__YOUR ASSIGNMENT__.
With no addition or omission, return the entries below.

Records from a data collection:
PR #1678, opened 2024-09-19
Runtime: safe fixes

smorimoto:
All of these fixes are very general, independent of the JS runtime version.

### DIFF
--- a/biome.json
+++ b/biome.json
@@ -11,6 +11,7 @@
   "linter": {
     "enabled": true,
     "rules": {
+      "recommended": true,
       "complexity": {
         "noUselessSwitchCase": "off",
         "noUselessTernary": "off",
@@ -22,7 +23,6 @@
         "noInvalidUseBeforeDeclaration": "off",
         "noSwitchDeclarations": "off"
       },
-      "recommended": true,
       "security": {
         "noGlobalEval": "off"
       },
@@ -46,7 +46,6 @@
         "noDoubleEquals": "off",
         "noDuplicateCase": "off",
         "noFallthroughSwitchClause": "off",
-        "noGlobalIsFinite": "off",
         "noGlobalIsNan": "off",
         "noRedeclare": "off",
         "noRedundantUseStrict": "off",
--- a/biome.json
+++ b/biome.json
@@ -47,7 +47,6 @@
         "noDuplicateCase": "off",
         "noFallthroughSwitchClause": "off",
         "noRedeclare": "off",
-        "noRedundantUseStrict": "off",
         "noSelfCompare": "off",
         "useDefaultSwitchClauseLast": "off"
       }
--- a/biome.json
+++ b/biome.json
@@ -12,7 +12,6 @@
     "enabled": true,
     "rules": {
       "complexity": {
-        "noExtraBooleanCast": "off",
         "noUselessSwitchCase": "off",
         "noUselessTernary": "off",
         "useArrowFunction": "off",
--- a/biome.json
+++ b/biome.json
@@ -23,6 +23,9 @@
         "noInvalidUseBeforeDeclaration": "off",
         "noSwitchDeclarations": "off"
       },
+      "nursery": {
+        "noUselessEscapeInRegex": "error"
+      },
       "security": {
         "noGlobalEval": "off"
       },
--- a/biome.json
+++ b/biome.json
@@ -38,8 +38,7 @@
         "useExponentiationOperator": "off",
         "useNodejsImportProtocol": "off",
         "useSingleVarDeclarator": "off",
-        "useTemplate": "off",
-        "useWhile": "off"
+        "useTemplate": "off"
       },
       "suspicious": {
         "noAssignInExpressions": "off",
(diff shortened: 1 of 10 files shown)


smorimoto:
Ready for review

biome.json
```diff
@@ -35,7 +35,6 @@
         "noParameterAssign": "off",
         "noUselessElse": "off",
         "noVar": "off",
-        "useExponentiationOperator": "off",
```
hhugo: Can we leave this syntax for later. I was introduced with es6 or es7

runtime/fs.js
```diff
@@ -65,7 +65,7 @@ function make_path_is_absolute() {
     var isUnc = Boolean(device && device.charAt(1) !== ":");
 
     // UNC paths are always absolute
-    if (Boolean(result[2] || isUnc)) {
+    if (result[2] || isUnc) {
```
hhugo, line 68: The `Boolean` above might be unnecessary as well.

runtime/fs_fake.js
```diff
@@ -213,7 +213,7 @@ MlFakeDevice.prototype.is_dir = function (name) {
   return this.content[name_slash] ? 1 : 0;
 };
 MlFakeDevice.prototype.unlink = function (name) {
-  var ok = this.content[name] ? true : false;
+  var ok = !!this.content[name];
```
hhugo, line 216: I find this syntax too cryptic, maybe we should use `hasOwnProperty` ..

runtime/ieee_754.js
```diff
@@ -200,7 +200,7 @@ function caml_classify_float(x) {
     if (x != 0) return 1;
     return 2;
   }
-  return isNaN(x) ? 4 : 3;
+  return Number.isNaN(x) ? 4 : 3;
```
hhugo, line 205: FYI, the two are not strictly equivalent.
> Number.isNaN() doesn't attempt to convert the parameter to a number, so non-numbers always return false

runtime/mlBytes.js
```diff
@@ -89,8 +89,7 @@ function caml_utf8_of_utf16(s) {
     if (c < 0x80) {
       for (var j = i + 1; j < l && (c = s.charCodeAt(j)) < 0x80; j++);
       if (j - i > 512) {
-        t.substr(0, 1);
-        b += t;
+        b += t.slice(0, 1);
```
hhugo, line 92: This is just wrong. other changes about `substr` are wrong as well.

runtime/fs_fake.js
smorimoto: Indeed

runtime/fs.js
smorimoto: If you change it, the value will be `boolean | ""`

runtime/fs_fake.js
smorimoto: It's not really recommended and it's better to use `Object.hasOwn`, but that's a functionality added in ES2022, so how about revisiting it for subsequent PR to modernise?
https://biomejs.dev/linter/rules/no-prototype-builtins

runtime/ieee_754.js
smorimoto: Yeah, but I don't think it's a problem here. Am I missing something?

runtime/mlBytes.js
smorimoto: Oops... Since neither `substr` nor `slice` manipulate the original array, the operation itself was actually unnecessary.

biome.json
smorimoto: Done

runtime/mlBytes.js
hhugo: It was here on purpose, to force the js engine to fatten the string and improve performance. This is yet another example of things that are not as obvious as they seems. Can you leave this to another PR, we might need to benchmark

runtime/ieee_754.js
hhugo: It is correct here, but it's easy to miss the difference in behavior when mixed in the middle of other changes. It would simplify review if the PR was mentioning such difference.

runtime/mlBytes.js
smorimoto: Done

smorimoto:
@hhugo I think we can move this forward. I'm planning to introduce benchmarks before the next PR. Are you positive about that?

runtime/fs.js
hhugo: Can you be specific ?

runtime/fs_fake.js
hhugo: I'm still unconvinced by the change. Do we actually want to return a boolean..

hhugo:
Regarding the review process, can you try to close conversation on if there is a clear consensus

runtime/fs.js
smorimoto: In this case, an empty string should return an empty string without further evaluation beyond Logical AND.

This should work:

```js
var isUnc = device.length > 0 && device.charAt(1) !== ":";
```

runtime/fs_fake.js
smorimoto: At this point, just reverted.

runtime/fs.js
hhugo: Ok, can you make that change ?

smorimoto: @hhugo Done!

__RESULT OF THE EXERCISE__.
PR #1678, opened 2024-09-19
Runtime: safe fixes

smorimoto:
All of these fixes are very general, independent of the JS runtime version.

### DIFF
--- a/biome.json
+++ b/biome.json
@@ -11,6 +11,7 @@
   "linter": {
     "enabled": true,
     "rules": {
+      "recommended": true,
       "complexity": {
         "noUselessSwitchCase": "off",
         "noUselessTernary": "off",
@@ -22,7 +23,6 @@
         "noInvalidUseBeforeDeclaration": "off",
         "noSwitchDeclarations": "off"
       },
-      "recommended": true,
       "security": {
         "noGlobalEval": "off"
       },
@@ -46,7 +46,6 @@
         "noDoubleEquals": "off",
         "noDuplicateCase": "off",
         "noFallthroughSwitchClause": "off",
-        "noGlobalIsFinite": "off",
         "noGlobalIsNan": "off",
         "noRedeclare": "off",
         "noRedundantUseStrict": "off",
--- a/biome.json
+++ b/biome.json
@@ -47,7 +47,6 @@
         "noDuplicateCase": "off",
         "noFallthroughSwitchClause": "off",
         "noRedeclare": "off",
-        "noRedundantUseStrict": "off",
         "noSelfCompare": "off",
         "useDefaultSwitchClauseLast": "off"
       }
--- a/biome.json
+++ b/biome.json
@@ -12,7 +12,6 @@
     "enabled": true,
     "rules": {
       "complexity": {
-        "noExtraBooleanCast": "off",
         "noUselessSwitchCase": "off",
         "noUselessTernary": "off",
         "useArrowFunction": "off",
--- a/biome.json
+++ b/biome.json
@@ -23,6 +23,9 @@
         "noInvalidUseBeforeDeclaration": "off",
         "noSwitchDeclarations": "off"
       },
+      "nursery": {
+        "noUselessEscapeInRegex": "error"
+      },
       "security": {
         "noGlobalEval": "off"
       },
--- a/biome.json
+++ b/biome.json
@@ -38,8 +38,7 @@
         "useExponentiationOperator": "off",
         "useNodejsImportProtocol": "off",
         "useSingleVarDeclarator": "off",
-        "useTemplate": "off",
-        "useWhile": "off"
+        "useTemplate": "off"
       },
       "suspicious": {
         "noAssignInExpressions": "off",
(diff shortened: 1 of 10 files shown)


smorimoto:
Ready for review

biome.json
```diff
@@ -35,7 +35,6 @@
         "noParameterAssign": "off",
         "noUselessElse": "off",
         "noVar": "off",
-        "useExponentiationOperator": "off",
```
hhugo: Can we leave this syntax for later. I was introduced with es6 or es7

runtime/fs.js
```diff
@@ -65,7 +65,7 @@ function make_path_is_absolute() {
     var isUnc = Boolean(device && device.charAt(1) !== ":");
 
     // UNC paths are always absolute
-    if (Boolean(result[2] || isUnc)) {
+    if (result[2] || isUnc) {
```
hhugo, line 68: The `Boolean` above might be unnecessary as well.

runtime/fs_fake.js
```diff
@@ -213,7 +213,7 @@ MlFakeDevice.prototype.is_dir = function (name) {
   return this.content[name_slash] ? 1 : 0;
 };
 MlFakeDevice.prototype.unlink = function (name) {
-  var ok = this.content[name] ? true : false;
+  var ok = !!this.content[name];
```
hhugo, line 216: I find this syntax too cryptic, maybe we should use `hasOwnProperty` ..

runtime/ieee_754.js
```diff
@@ -200,7 +200,7 @@ function caml_classify_float(x) {
     if (x != 0) return 1;
     return 2;
   }
-  return isNaN(x) ? 4 : 3;
+  return Number.isNaN(x) ? 4 : 3;
```
hhugo, line 205: FYI, the two are not strictly equivalent.
> Number.isNaN() doesn't attempt to convert the parameter to a number, so non-numbers always return false

runtime/mlBytes.js
```diff
@@ -89,8 +89,7 @@ function caml_utf8_of_utf16(s) {
     if (c < 0x80) {
       for (var j = i + 1; j < l && (c = s.charCodeAt(j)) < 0x80; j++);
       if (j - i > 512) {
-        t.substr(0, 1);
-        b += t;
+        b += t.slice(0, 1);
```
hhugo, line 92: This is just wrong. other changes about `substr` are wrong as well.

runtime/fs_fake.js
smorimoto: Indeed

runtime/fs.js
smorimoto: If you change it, the value will be `boolean | ""`

runtime/fs_fake.js
smorimoto: It's not really recommended and it's better to use `Object.hasOwn`, but that's a functionality added in ES2022, so how about revisiting it for subsequent PR to modernise?
https://biomejs.dev/linter/rules/no-prototype-builtins

runtime/ieee_754.js
smorimoto: Yeah, but I don't think it's a problem here. Am I missing something?

runtime/mlBytes.js
smorimoto: Oops... Since neither `substr` nor `slice` manipulate the original array, the operation itself was actually unnecessary.

biome.json
smorimoto: Done

runtime/mlBytes.js
hhugo: It was here on purpose, to force the js engine to fatten the string and improve performance. This is yet another example of things that are not as obvious as they seems. Can you leave this to another PR, we might need to benchmark

runtime/ieee_754.js
hhugo: It is correct here, but it's easy to miss the difference in behavior when mixed in the middle of other changes. It would simplify review if the PR was mentioning such difference.

runtime/mlBytes.js
smorimoto: Done

smorimoto:
@hhugo I think we can move this forward. I'm planning to introduce benchmarks before the next PR. Are you positive about that?

runtime/fs.js
hhugo: Can you be specific ?

runtime/fs_fake.js
hhugo: I'm still unconvinced by the change. Do we actually want to return a boolean..

hhugo:
Regarding the review process, can you try to close conversation on if there is a clear consensus

runtime/fs.js
smorimoto: In this case, an empty string should return an empty string without further evaluation beyond Logical AND.

This should work:

```js
var isUnc = device.length > 0 && device.charAt(1) !== ":";
```

runtime/fs_fake.js
smorimoto: At this point, just reverted.

runtime/fs.js
hhugo: Ok, can you make that change ?

smorimoto: @hhugo Done!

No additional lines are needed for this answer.